Detecting shape deformation of moving patterns.

This study measured thresholds for the discrimination of rigidly and nonridgidly rotating patterns in two dimensions. The stimuli employed were closed contours created by the sum of two 'radial frequency' components and sensitivity to their deformation was measured as a function of the difference in the angular velocities of the components. Results show that thresholds do not depend on the specific shape of the pattern. To quantify the influence of local computations versus global pooling, thresholds were measured with parts of the pattern covered by (invisible) pie-shaped apertures. One finds thresholds are not simply a function of the total amount of pattern visible but exhibit a dependence on the number of apertures. Moreover, sensitivity to deformation could neither be fully explained on the basis of local computations nor by linear global summation. A simultaneous masking paradigm was employed to elucidate potential mechanisms involved in the computation of deformation. While 1D masks (horizontal gratings and translating random dots) only marginally elevate thresholds, rotating and expanding motion significantly impairs sensitivity. This indicates that detectors tuned to radial and circular motion are involved in the computation of shape deformation.

An fMRI study of the selective activation of human extrastriate form vision areas by radial and concentric gratings.

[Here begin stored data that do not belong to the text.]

PR #299, opened 2020-10-15
Upload certificate

### LINKED ISSUE #273: Allow clients to upload trusted target SSL certs
Currently the only way for ContainerJFR to gain trust for SSL-enabled targets is for the target's cert to be added to ContainerJFR's `/truststore` directory, which must be done before ContainerJFR startup (ie by mounting the pre-populated volume to the container). It should be possible for ContainerJFR to gain trust for a target/cert at runtime so that ContainerJFR does not need to be restarted to accommodate new targets/certs. This can probably be achieved by a `POST` handler that accepts, validates, and writes certs to `/truststore`.

Maybe useful SO link https://stackoverflow.com/questions/18889058/programmatically-import-ca-trust-cert-into-existing-keystore-file-without-using

Alexjsenn:
Fixes #273 
A few things that may need attention:
* The status code 409 for certificate already exists (not sure if that is the most appropriate)
* I am not sure if the fact that a restart of the JVM is needed should be communicated anywhere (I guess it would be added to the docs and in the future web UI)
* When uploading the certificate, it is in a form with the name cert (it checks for this). This might not be the best name or even the most appropriate way to send it. (current curl command is `curl -X POST -F cert=@PATH/vertx-fib-demo.cer -vk https://localhost:8181/api/v2/certificates`)

### DIFF
--- a/src/main/java/com/redhat/rhjmc/containerjfr/net/security/CertificateValidator.java
+++ b/src/main/java/com/redhat/rhjmc/containerjfr/net/security/CertificateValidator.java
@@ -42,12 +42,13 @@
 package com.redhat.rhjmc.containerjfr.net.security;
 
 import java.io.InputStream;
+import java.security.cert.Certificate;
 import java.security.cert.CertificateFactory;
 import java.util.Collection;
 
 public class CertificateValidator {
 
-    public Collection parseCertificate(InputStream stream) throws Exception {
+    public Collection<Certificate> parseCertificates(InputStream stream) throws Exception {
         CertificateFactory cf = CertificateFactory.getInstance("X.509");
         return cf.generateCertificates(stream);
     }
--- a/src/main/java/com/redhat/rhjmc/containerjfr/net/security/CertificateValidator.java
+++ b/src/main/java/com/redhat/rhjmc/containerjfr/net/security/CertificateValidator.java
@@ -48,7 +48,8 @@ import java.util.Collection;
 
 public class CertificateValidator {
 
-    public Collection<Certificate> parseCertificates(InputStream stream) throws Exception {
+    public Collection<? extends Certificate> parseCertificates(InputStream stream)
+            throws Exception {
         CertificateFactory cf = CertificateFactory.getInstance("X.509");
         return cf.generateCertificates(stream);
     }
--- a/src/main/java/com/redhat/rhjmc/containerjfr/net/security/CertificateValidator.java
+++ b/src/main/java/com/redhat/rhjmc/containerjfr/net/security/CertificateValidator.java
@@ -47,7 +47,7 @@ import java.security.cert.CertificateFactory;
 
 public class CertificateValidator {
 
-    public Certificate verify(ByteArrayInputStream byteStream) throws Exception {
+    public Certificate parseCertificate(ByteArrayInputStream byteStream) throws Exception {
         CertificateFactory cf = CertificateFactory.getInstance("X.509");
         return cf.generateCertificate(byteStream);
     }
--- a/src/main/java/com/redhat/rhjmc/containerjfr/net/security/CertificateValidator.java
+++ b/src/main/java/com/redhat/rhjmc/containerjfr/net/security/CertificateValidator.java
@@ -41,7 +41,6 @@
  */
 package com.redhat.rhjmc.containerjfr.net.security;
 
-
 import java.io.ByteArrayInputStream;
 import java.security.cert.Certificate;
 import java.security.cert.CertificateFactory;
--- a/src/main/java/com/redhat/rhjmc/containerjfr/net/security/CertificateValidator.java
+++ b/src/main/java/com/redhat/rhjmc/containerjfr/net/security/CertificateValidator.java
@@ -41,14 +41,14 @@
  */
 package com.redhat.rhjmc.containerjfr.net.security;
 
-import java.io.ByteArrayInputStream;
-import java.security.cert.Certificate;
+import java.io.InputStream;
 import java.security.cert.CertificateFactory;
+import java.util.Collection;
 
 public class CertificateValidator {
 
-    public Certificate parseCertificate(ByteArrayInputStream byteStream) throws Exception {
+    public Collection parseCertificate(InputStream stream) throws Exception {
         CertificateFactory cf = CertificateFactory.getInstance("X.509");
-        return cf.generateCertificate(byteStream);
+        return cf.generateCertificates(stream);
     }
 }
--- a/src/main/java/com/redhat/rhjmc/containerjfr/net/security/CertificateValidator.java
+++ b/src/main/java/com/redhat/rhjmc/containerjfr/net/security/CertificateValidator.java
@@ -39,54 +39,17 @@
  * SOFTWARE.
  * #L%
  */
-package com.redhat.rhjmc.containerjfr.net.web.http.api.v2;
+package com.redhat.rhjmc.containerjfr.net.security;
 
-import java.io.File;
-import java.io.FileOutputStream;
-import java.io.IOException;
-import java.util.function.Function;
 
-import javax.inject.Named;
-import javax.inject.Singleton;
+import java.io.ByteArrayInputStream;
+import java.security.cert.Certificate;
+import java.security.cert.CertificateFactory;
 
-import com.redhat.rhjmc.containerjfr.net.security.CertificateValidator;
-import com.redhat.rhjmc.containerjfr.net.web.http.RequestHandler;
+public class CertificateValidator {
 
-import dagger.Binds;
-import dagger.Module;
-import dagger.Provides;
-import dagger.multibindings.IntoSet;
-
-@Module
-public abstract class HttpApiV2Module {
-
-    @Binds
-    @IntoSet
-    abstract RequestHandler bindTargetSnapshotPostHandler(TargetSnapshotPostHandler handler);
-
-    @Binds
-    @IntoSet
-    abstract RequestHandler bindCertificatePostHandler(CertificatePostHandler handler);
-
-    @Provides
-    @Singleton
-    @Named("OutputStreamFunction")
-    static Function<File, FileOutputStream> provideOutputStreamFunction() throws RuntimeException {
-        return (File file) -> {
-            try {
-                return new FileOutputStream(file);
-            } catch (IOException e) {
-                throw new RuntimeException(e);
-            }
-        };
+    public Certificate verify(ByteArrayInputStream byteStream) throws Exception {
+        CertificateFactory cf = CertificateFactory.getInstance("X.509");
+        return cf.generateCertificate(byteStream);
     }
-
-    @Provides
-    static CertificateValidator provideCertificateValidator() {
-        return new CertificateValidator();
-    }
-
-    @Binds
-    @IntoSet
-    abstract RequestHandler bindCertificatePostBodyHandler(CertificatePostBodyHandler handler);
 }
--- a/src/main/java/com/redhat/rhjmc/containerjfr/net/web/http/api/v2/CertificatePostHandler.java
+++ b/src/main/java/com/redhat/rhjmc/containerjfr/net/web/http/api/v2/CertificatePostHandler.java
@@ -118,7 +118,7 @@ class CertificatePostHandler extends AbstractAuthenticatedRequestHandler {
         }
 
         if (cert == null) {
-            throw new HttpStatusException(400, "No certificate found");
+            throw new HttpStatusException(400, "A file named \"cert\" was not included in the request");
         }
 
         String certPath = fs.pathOf(cert.uploadedFileName()).normalize().toString();
@@ -128,29 +128,26 @@ class CertificatePostHandler extends AbstractAuthenticatedRequestHandler {
         }
 
         String truststoreDir = env.getEnv(TRUSTSTORE_DIR);
-        String filePath = truststoreDir + "/" + cert.fileName();
+        String filePath = fs.pathOf(truststoreDir, cert.fileName()).normalize().toString();
         if (fs.exists(fs.pathOf(filePath))) {
-            throw new HttpStatusException(409, "Certificate already exists");
+            throw new HttpStatusException(409, filePath + " Certificate already exists");
         }
 
-        try {
+        File certFile = new File(filePath);
+
+        try (FileInputStream fis = new FileInputStream(certPath);
+                DataInputStream dis = new DataInputStream(fis);
+                FileOutputStream out = new FileOutputStream(certFile)) {
             CertificateFactory cf = CertificateFactory.getInstance("X.509");
 
-            FileInputStream fis = new FileInputStream(certPath);
-            DataInputStream dis = new DataInputStream(fis);
             byte[] bytes = new byte[dis.available()];
             dis.readFully(bytes);
-            dis.close();
-            fis.close();
+
             ByteArrayInputStream bytestream = new ByteArrayInputStream(bytes);
             Certificate certificate = cf.generateCertificate(bytestream);
             byte[] buf = certificate.getEncoded();
 
-            File certFile = new File(filePath);
-            FileOutputStream out = new FileOutputStream(certFile);
             out.write(buf);
-            out.close();
-
         } catch (Exception e) {
             throw new HttpStatusException(500, e.getMessage());
         }
--- a/src/main/java/com/redhat/rhjmc/containerjfr/net/web/http/api/v2/CertificatePostHandler.java
+++ b/src/main/java/com/redhat/rhjmc/containerjfr/net/web/http/api/v2/CertificatePostHandler.java
@@ -144,22 +144,20 @@ class CertificatePostHandler extends AbstractAuthenticatedRequestHandler {
         }
 
         String truststoreDir = env.getEnv(TRUSTSTORE_DIR);
-        String filePath = fs.pathOf(truststoreDir, cert.fileName()).normalize().toString();
+        Path filePath = fs.pathOf(truststoreDir, cert.fileName()).normalize();
 
-        if (fs.exists(fs.pathOf(filePath))) {
-            throw new HttpStatusException(409, filePath + " Certificate already exists");
+        if (fs.exists(filePath)) {
+            throw new HttpStatusException(409, filePath.toString() + " Certificate already exists");
         }
-
-        File certFile = new File(filePath);
 
         try (InputStream fis = fs.newInputStream(certPath);
                 DataInputStream dis = new DataInputStream(fis);
-                FileOutputStream out = outputStreamFunction.apply(certFile)) {
+                FileOutputStream out = outputStreamFunction.apply(filePath.toFile())) {
 
             byte[] bytes = new byte[dis.available()];
             dis.readFully(bytes);
             ByteArrayInputStream bytestream = new ByteArrayInputStream(bytes);
-            Certificate certificate = certValidator.verify(bytestream);
+            Certificate certificate = certValidator.parseCertificate(bytestream);
             byte[] buf = certificate.getEncoded();
 
             out.write(buf);
--- a/src/main/java/com/redhat/rhjmc/containerjfr/net/web/http/api/v2/CertificatePostHandler.java
+++ b/src/main/java/com/redhat/rhjmc/containerjfr/net/web/http/api/v2/CertificatePostHandler.java
@@ -156,11 +156,12 @@ class CertificatePostHandler extends AbstractAuthenticatedRequestHandler {
 
             byte[] bytes = new byte[dis.available()];
             dis.readFully(bytes);
-            ByteArrayInputStream bytestream = new ByteArrayInputStream(bytes);
-            Certificate certificate = certValidator.parseCertificate(bytestream);
-            byte[] buf = certificate.getEncoded();
 
-            out.write(buf);
+            try (ByteArrayInputStream bytestream = new ByteArrayInputStream(bytes)) {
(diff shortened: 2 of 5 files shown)


src/main/java/com/redhat/rhjmc/containerjfr/net/web/http/api/v2/CertificatePostHandler.java
```diff
@@ -0,0 +1,160 @@
...
+        FileUpload cert = null;
+        for (FileUpload fu : ctx.fileUploads()) {
+            if ("cert".equals(fu.name())) {
+                cert = fu;
+                break;
+            }
+        }
+
+        if (cert == null) {
+            throw new HttpStatusException(400, "No certificate found");
```
andrewazores, line 121: Maybe this should be more direct about the problem, like `No file named \"cert\" uploaded`?

src/main/java/com/redhat/rhjmc/containerjfr/net/web/http/api/v2/CertificatePostHandler.java
```diff
@@ -0,0 +1,160 @@
...
+        }
+
+        String certPath = fs.pathOf(cert.uploadedFileName()).normalize().toString();
+
+        if (!env.hasEnv(TRUSTSTORE_DIR)) {
+            throw new HttpStatusException(500, "Truststore directory not set");
+        }
+
+        String truststoreDir = env.getEnv(TRUSTSTORE_DIR);
+        String filePath = truststoreDir + "/" + cert.fileName();
```
andrewazores, line 131: Better to avoid manually constructing paths like this. `fs.pathOf` takes varargs, so you should just be able to do `fs.exists(fs.pathOf(truststoreDir, cert.fileName()))`

src/main/java/com/redhat/rhjmc/containerjfr/net/web/http/api/v2/CertificatePostHandler.java
```diff
@@ -0,0 +1,160 @@
...
+        if (fs.exists(fs.pathOf(filePath))) {
+            throw new HttpStatusException(409, "Certificate already exists");
+        }
+
+        try {
```
andrewazores, line 136: This looks like it can/should be refactored to use try-with-resources:

```
try (DataInputStream dis = new DataInputStream(new FileInputStream(certPath))) {
// do stuff
}
```

This is assuming that these resources are autocloseable, but I would expect they are. Generally anything that is autocloseable should be wrapped in a try-with-resources, since it guarantees that the resource is properly closed, even if an exception is thrown or there is an early return statement or any other exit condition.

src/main/java/com/redhat/rhjmc/containerjfr/net/web/http/api/v2/CertificatePostHandler.java
```diff
@@ -0,0 +1,160 @@
...
+        String certPath = fs.pathOf(cert.uploadedFileName()).normalize().toString();
+
+        if (!env.hasEnv(TRUSTSTORE_DIR)) {
+            throw new HttpStatusException(500, "Truststore directory not set");
+        }
+
+        String truststoreDir = env.getEnv(TRUSTSTORE_DIR);
+        String filePath = truststoreDir + "/" + cert.fileName();
+        if (fs.exists(fs.pathOf(filePath))) {
+            throw new HttpStatusException(409, "Certificate already exists");
```
andrewazores, line 133: May as well include the name of the conflicting certificate here, just for ease of debugging if this is showing up in ex. Operator logs or something.

andrewazores (commented):
Is there any refactoring you can do to the main handler here to make it testable, and then include some tests?

src/main/java/com/redhat/rhjmc/containerjfr/net/web/http/api/v2/CertificatePostHandler.java
Alexjsenn: How can it distinguish between the file name and the form entry? because cert is the entry, not the file name right?

andrewazores: The file uploads is something like a map of name to file contents, so what I mean here is that the literal string "cert" is not a key in the map. That's what `cert == null` is basically testing here already, right?

Alexjsenn: Yes, exactly, I guess what I thought was confusing was that the key in the map is not the same as the name of the uploaded file, but I guess it makes sense.

andrewazores: No, it's the value in the map that is the name of the file. We should just tell the user which key they missed so that they can correct the response by including it and retrying.

Alexjsenn: Yea, makes sense.

Alexjsenn:
I will look at creating some tests, what do you mean by refactoring to make it testable?

src/main/java/com/redhat/rhjmc/containerjfr/net/web/http/api/v2/CertificatePostHandler.java
```diff
@@ -0,0 +1,157 @@
...
+
+        try (FileInputStream fis = new FileInputStream(certPath);
+                DataInputStream dis = new DataInputStream(fis);
+                FileOutputStream out = new FileOutputStream(certFile)) {
+            CertificateFactory cf = CertificateFactory.getInstance("X.509");
+
+            byte[] bytes = new byte[dis.available()];
+            dis.readFully(bytes);
+
+            ByteArrayInputStream bytestream = new ByteArrayInputStream(bytes);
```
andrewazores, line 146: I think `ByteArrayInputStream` must also be closed, and is `AutoCloseable`.

andrewazores:
> I will look at creating some tests, what do you mean by refactoring to make it testable?

Can you write a test to exercise your implementation? I think you will run into difficulties writing such a test because the implementation is currently tightly coupled to things like `new FileInputStream(certPath)` - unit tests should not be creating actual file resources, so you would need to create a mock that simulates a `File` well enough to be read by that `FileInputStream`, which is tedious and error-prone. If you could refactor the implementation to use something like a `Provider<FileInputStream>` then the test could also supply the implementation with a mock `FileInputStream`, for example, significantly simplifying the test setup.

Alexjsenn:
There is a strange bug that spotbug finds, that occurs on line 163, where apparently fileOutputStream::write does a null check that is redundant. I am not sure exactly how this would be fixed.

andrewazores:
I've hit that before and last I checked it's actually a bug with SpotBugs itself and try-with-resources.

```
$ rg --ignore-case redundant src
src/main/java/com/redhat/rhjmc/containerjfr/net/NetworkResolver.java
106:    // try-with-resources generates a "redundant" nullcheck in bytecode
107:    @SuppressFBWarnings("RCN_REDUNDANT_NULLCHECK_WOULD_HAVE_BEEN_A_NPE")

src/main/java/com/redhat/rhjmc/containerjfr/net/web/http/api/v1/TargetRecordingGetHandler.java
126:    // try-with-resources generates a "redundant" nullcheck in bytecode
127:    @SuppressFBWarnings("RCN_REDUNDANT_NULLCHECK_WOULD_HAVE_BEEN_A_NPE")
```

Looks like a fix has been commited in upstream SpotBugs, but I'm not sure if there's a new release with it yet: https://github.com/spotbugs/spotbugs/issues/756

If not then simply applying the same supression annotation is fine for now.

Alexjsenn:
I think there is a newer version of spotbugs, I would have to update in both core and cjfr right?

andrewazores:
They don't necessarily have to be on the same version but it only makes sense to update both. That's probably for a separate PR though. For now just apply that suppression annotation and then the Spotbugs version can be updated later and the annotations removed again, if that version removes the need for them.

Alexjsenn:
Ok, makes sense!

src/main/java/com/redhat/rhjmc/containerjfr/net/security/CertificateValidator.java
```diff
@@ -0,0 +1,54 @@
...
+ */
+package com.redhat.rhjmc.containerjfr.net.security;
+
+import java.io.ByteArrayInputStream;
+import java.security.cert.Certificate;
+import java.security.cert.CertificateFactory;
+
+public class CertificateValidator {
+
+    public Certificate verify(ByteArrayInputStream byteStream) throws Exception {
```
andrewazores, line 50: `verify` doesn't seem like the right name given the argument types and return type, even though it does reflect what the caller is currently using the method for. `certificateFromBytes` or something might be a more accurate/descriptive name.

src/main/java/com/redhat/rhjmc/containerjfr/net/web/http/api/v2/CertificatePostHandler.java
```diff
@@ -0,0 +1,172 @@
...
+        }
+
+        Path certPath = fs.pathOf(cert.uploadedFileName());
+
+        if (!env.hasEnv(TRUSTSTORE_DIR)) {
+            throw new HttpStatusException(500, "Truststore directory not set");
+        }
+
+        String truststoreDir = env.getEnv(TRUSTSTORE_DIR);
+        String filePath = fs.pathOf(truststoreDir, cert.fileName()).normalize().toString();
```
andrewazores, line 147: I think `filePath` can be left as type `Path` here, removing the `.toString()`...

src/main/java/com/redhat/rhjmc/containerjfr/net/web/http/api/v2/CertificatePostHandler.java
```diff
@@ -0,0 +1,172 @@
...
+
+        if (fs.exists(fs.pathOf(filePath))) {
```
andrewazores, line 149: ... which would remove the need for the repeated `fs.pathOf` here...

src/main/java/com/redhat/rhjmc/containerjfr/net/web/http/api/v2/CertificatePostHandler.java
```diff
@@ -0,0 +1,172 @@
...
+            throw new HttpStatusException(409, filePath + " Certificate already exists");
+        }
+
+        File certFile = new File(filePath);
```
andrewazores, line 153: ... and here, `filePath.toFile()` would achieve the same thing if you really need it as a `File`.

src/main/java/com/redhat/rhjmc/containerjfr/net/web/http/api/v2/CertificatePostHandler.java
```diff
@@ -0,0 +1,172 @@
...
+
+            byte[] bytes = new byte[dis.available()];
+            dis.readFully(bytes);
+            ByteArrayInputStream bytestream = new ByteArrayInputStream(bytes);
+            Certificate certificate = certValidator.verify(bytestream);
+            byte[] buf = certificate.getEncoded();
+
+            out.write(buf);
+        } catch (Exception e) {
+            throw new HttpStatusException(500, e.getMessage());
```
andrewazores, line 167: This `catch` clause should probably be removed - the parent `AbstractAuthenticatedRequestHandler` class already has handling for exceptions thrown by subclasses, including general Exceptions which get wrapped into `500`s similar to what has been repeated here. IMO it would be better to allow the abstract parent class to handle this so that the behaviour across all concrete implementations is uniform.

Alexjsenn: Yes, that is definitely better!

src/main/java/com/redhat/rhjmc/containerjfr/net/web/http/api/v2/CertificatePostHandler.java
```diff
@@ -0,0 +1,168 @@
...
+
+        try (InputStream fis = fs.newInputStream(certPath);
+                DataInputStream dis = new DataInputStream(fis);
+                FileOutputStream out = outputStreamFunction.apply(filePath.toFile())) {
+
+            byte[] bytes = new byte[dis.available()];
+            dis.readFully(bytes);
+            ByteArrayInputStream bytestream = new ByteArrayInputStream(bytes);
+            Certificate certificate = certValidator.parseCertificate(bytestream);
+            byte[] buf = certificate.getEncoded();
```
andrewazores, line 161: `buf` seems unnecessary - if `parseCertificate` is just being used to validate that `bytestream` represents a well-formed certificate, can't we do `out.write(bytestream)` and avoid potentially re-encoding the `Certificate` back into a byte array, since we already have the byte array that encoded it to begin with?

src/main/java/com/redhat/rhjmc/containerjfr/net/web/http/api/v2/CertificatePostHandler.java
```diff
@@ -0,0 +1,169 @@
...
+
+        if (fs.exists(filePath)) {
+            throw new HttpStatusException(409, filePath.toString() + " Certificate already exists");
+        }
+
+        try (InputStream fis = fs.newInputStream(certPath);
+                DataInputStream dis = new DataInputStream(fis);
+                FileOutputStream out = outputStreamFunction.apply(filePath.toFile())) {
+
+            byte[] bytes = new byte[dis.available()];
```
andrewazores, line 157: Are you sure `dis.available()` tells you the total size of the certificate data in all scenarios? Not all streams implement `available()` in this way - it's more common that this method reports the number of bytes that can be read without blocking on the next invocation of `read()`. If this is the case, then for larger certificates (or various other conditions), this byte buffer will end up undersized and only some initial chunk of the certificate will be read into the buffer, rather than the whole thing.

Why is the `ByteArrayInputStream` wrapping around this buffer needed to begin with? Can't `fis` or `dis` be passed directly to `parseCertificate`? The docs for `generateCertificate` say it accepts a generic `InputStream`, not specifically a `ByteArrayInputStream`.

src/main/java/com/redhat/rhjmc/containerjfr/net/web/http/api/v2/CertificatePostHandler.java
andrewazores: I don't think so - if there were some additional garbage bytes then I should hope that parsing the buffer as a certificate should fail.

src/main/java/com/redhat/rhjmc/containerjfr/net/web/http/api/v2/CertificatePostHandler.java
Alexjsenn: It gives parsing errors when passing in the InputStream or DataInputStream. However I could add the byte array part into the parseCertificate method.

andrewazores: What "parsing errors"? Does it throw a `CertificateException`, and if so, does the exception say anything informative?

The official docs suggest that passing the `FileInputStream` wrapped in a `BufferedInputStream` should be sufficient: https://docs.oracle.com/en/java/javase/11/docs/api/java.base/java/security/cert/CertificateFactory.html

ie.

```
 FileInputStream fis = new FileInputStream(filename);
 BufferedInputStream bis = new BufferedInputStream(fis);

 CertificateFactory cf = CertificateFactory.getInstance("X.509");

 while (bis.available() > 0) {
    Certificate cert = cf.generateCertificate(bis);
    System.out.println(cert.toString());
 }
```

and

```
 FileInputStream fis = new FileInputStream(filename);
 CertificateFactory cf = CertificateFactory.getInstance("X.509");
 Collection c = cf.generateCertificates(fis);
 Iterator i = c.iterator();
 while (i.hasNext()) {
    Certificate cert = (Certificate)i.next();
    System.out.println(cert);
 }
```

It would be much better if we can figure a way to generate the certificate more directly from a stream of the file, without first reading the whole file into an application memory buffer and making a stream out of that. Less bug prone and probably better overall throughput performance.

Alexjsenn: I changed the certificateValidator, it now takes in a InputStream, and outputs a Collection.

andrewazores:
Cool. I just tested this by removing the `vertx-fib-demo.cer` from `truststore` and running `smoketest.sh`, then doing a `GET /api/v1/targets/(service URL for localhost:9093 - the vertx-fib-demo)/recordings` and it failed, as expected. The status code is still a 404 which is not really correct, but that's a bug from before this PR.

Then I did a `POST` as you outlined in the PR body to re-upload the certificate into `truststore`. Just to verify, I retried the `GET` and it still failed the same way. Then I killed the `smoketest.sh` process and restarted it, at which point I saw `entrypoint.sh` processing the `vertx-fib-demo.cer` and adding it to the truststore. Then, trying the `GET` again responded with a success code and an empty recordings array, as expected/usual. So functionally this looks to be working as expected!

The `vertx-fib-demo.cer` looks like it's binary data - does this also work with base64-encoded certificates? This SO QA has some good details:

https://stackoverflow.com/questions/22743415/what-are-the-differences-between-pem-cer-and-der/22743616

So this `.cer` is probably really a `.der`. Can this handler also accept `.pem`?

src/main/java/com/redhat/rhjmc/containerjfr/net/security/CertificateValidator.java
```diff
@@ -0,0 +1,54 @@
...
+ */
+package com.redhat.rhjmc.containerjfr.net.security;
+
+import java.io.InputStream;
+import java.security.cert.CertificateFactory;
+import java.util.Collection;
+
+public class CertificateValidator {
+
+    public Collection parseCertificate(InputStream stream) throws Exception {
```
andrewazores, line 50: Little nitpick: since this now returns a `Collection`, the method name should probably be update to reflect that. ie `parseCertificates`. Also, the raw type `Collection` could probably be written here as `Collection<Certificate>` for a bit of extra type-safety.

andrewazores: https://docs.oracle.com/en/java/javase/11/docs/api/java.base/java/security/cert/CertificateFactory.html#generateCertificates(java.io.InputStream)

Actually, `Collection<? extends Certificate>` - makes sense as there are subtypes of `Certificate` as well, like `X509Certificate`.

src/main/java/com/redhat/rhjmc/containerjfr/net/web/http/api/v2/CertificatePostHandler.java
```diff
@@ -0,0 +1,167 @@
...
+        Path filePath = fs.pathOf(truststoreDir, cert.fileName()).normalize();
+
+        if (fs.exists(filePath)) {
+            throw new HttpStatusException(409, filePath.toString() + " Certificate already exists");
+        }
+
+        try (InputStream fis = fs.newInputStream(certPath);
+                FileOutputStream out = outputStreamFunction.apply(filePath.toFile())) {
+
+            Collection certificates = certValidator.parseCertificate(fis);
```
andrewazores, line 156: Likewise, this `Collection` and its `Iterator` are raw types here but are generics and so should be `Collection<? extends Certificate>` and `Iterator<? extends Certificate>`.

Alexjsenn: So according to the documentation for generateCertificates, the certificate must be DER-encoded, but it can be binary or base64. Therefore, since it seems .pem files are base64 DER-encoded, they also work. I tested it and it seemed to not have any issues saving it, as well as loading it in after a restart. However I can't test that the certificate still works for sure.

Alexjsenn:
So according to the documentation for generateCertificates, the certificate must be DER-encoded, but it can be binary or base64. Therefore, since it seems .pem files are base64 DER-encoded, they also work. I tested it and it seemed to not have any issues saving it, as well as loading it in after a restart. However I can't test that the certificate still works for sure.

andrewazores:
If you've generated a base64 certificate then you can modify the github.com/andrewazores/vertx-fib-demo pretty easily to use it. I think it should be as easy as replacing the `src/main/extras/app/resources/vertx-fib-demo.cer` with the new one you generated, then rebuilding the container (`./gradlew --no-daemon jibDockerBuild`) and re-running `smoketest.sh`.

src/main/java/com/redhat/rhjmc/containerjfr/net/security/CertificateValidator.java
```diff
@@ -0,0 +1,55 @@
...
+import java.io.InputStream;
+import java.security.cert.Certificate;
+import java.security.cert.CertificateFactory;
+import java.util.Collection;
+
+public class CertificateValidator {
+
+    public Collection<Certificate> parseCertificates(InputStream stream) throws Exception {
+        CertificateFactory cf = CertificateFactory.getInstance("X.509");
+        return cf.generateCertificates(stream);
```
andrewazores, line 53: This is failing to compile for me - this line returns `Collection<? extends Certificate>` but the return type of `parseCertificates` is `Collection<Certificate>`. The method return type should be updated to match the bounded wildcard as we discussed over IRC.

Alexjsenn: Sorry about that, should be fixed.

andrewazores (approved):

The ventral form vision pathway of the primate brain comprises a sequence of areas that include V1, V2, V4 and the inferior temporal cortex (IT) [1]. Although contour extraction in the V1 area and responses to complex images, such as faces, in the IT have been studied extensively, much less is known about shape extraction at intermediate cortical levels such as V4. Here, we used functional magnetic resonance imaging (fMRI) to demonstrate that the human V4 is more strongly activated by concentric and radial patterns than by conventional sinusoidal gratings. This is consistent with global pooling of local V1 orientations to extract concentric and radial shape information in V4. Furthermore, concentric patterns were found to be effective in activating the fusiform face area. These findings support recent psychophysical [2,3] and physiological [4,5] data indicating that analysis of concentric and radial structure represents an important aspect of processing at intermediate levels of form vision.